# Need some serious guidance !!! Ten month old mouthing way too much!!



## MikaTallulah (Jul 19, 2006)

Outside = Funny and excitement for him. He needs to leave to relax outdoors since he has already learned it indoors. I would put the training outdoors. You jump or mouth and the fun stops.


----------



## inge (Sep 20, 2009)

It sounds like he wants to tell you he doesn't want the outside play to stop...does he also do this when you take home for a walk on the leash? Or only when running free in the garden?


----------



## laprincessa (Mar 24, 2008)

Can you let him out alone for a few minutes and let him run off some excitement before you go out?


----------



## Kinjal (Dec 26, 2011)

inge said:


> It sounds like he wants to tell you he doesn't want the outside play to stop...does he also do this when you take home for a walk on the leash? Or only when running free in the garden?

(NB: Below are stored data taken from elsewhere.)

Issue #702, opened 2020-04-28
[P0] Temporarily disallow to set ApiVersion for xxxRestClient


erich-wang:
For different xxxRestClient, they may have different api versions, short-term fix is to disallow to set ApiVersion for xxxRestClient

PR #712, opened 2020-04-29
Temporary disable client version generation

pakrym:
Fixes: https://github.com/Azure/autorest.csharp/issues/702


pakrym:
Git would remember and we can always revert it.

The reason is that we currently presume that 1 API version is applicable to all the clients in the library (we generate one options type that get's passed in to the aggregate client ctor and into the sub clients) which is not true, in the scope of the same library multiple clients can have different API versions. So we are temporary not passing the version in so the default gets used until a better solution is designed.

MiYanni:
Makes sense. Most SDKs are composed of multiple services, each with their own API versions. So, we'd need to have separate client options. Would also make sense to make client represent a service instead of an operation group at that point too.

PR #715, opened 2020-04-29
Fix search reference to a commit

pakrym:


pakrym:
Merging to unblock build.

PR #719, opened 2020-04-30
Support additional types in WriteObjectValue

christothes:
Tables rest client attempts to serialize a few additional types that were not currently handled.


MiYanni:
The hook for reporting success seems to be broken. Just look at the little dot beside the commit number. When that is green, feel free to merge.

He doesn't do this on a way back from walk... Only when he's running freely in the backyard. Well so far only in the backyard, wouldn't want to jinx myself


----------



## Kinjal (Dec 26, 2011)

laprincessa said:


> Can you let him out alone for a few minutes and let him run off some excitement before you go out?


I am actually doing that, he outside ten min before I join him .... Hes a beautiful boy, there are areas we are working on but this seems to be the biggest issue...


----------



## Kinjal (Dec 26, 2011)

MikaTallulah said:


> Outside = Funny and excitement for him. He needs to leave to relax outdoors since he has already learned it indoors. I would put the training outdoors. You jump or mouth and the fun stops.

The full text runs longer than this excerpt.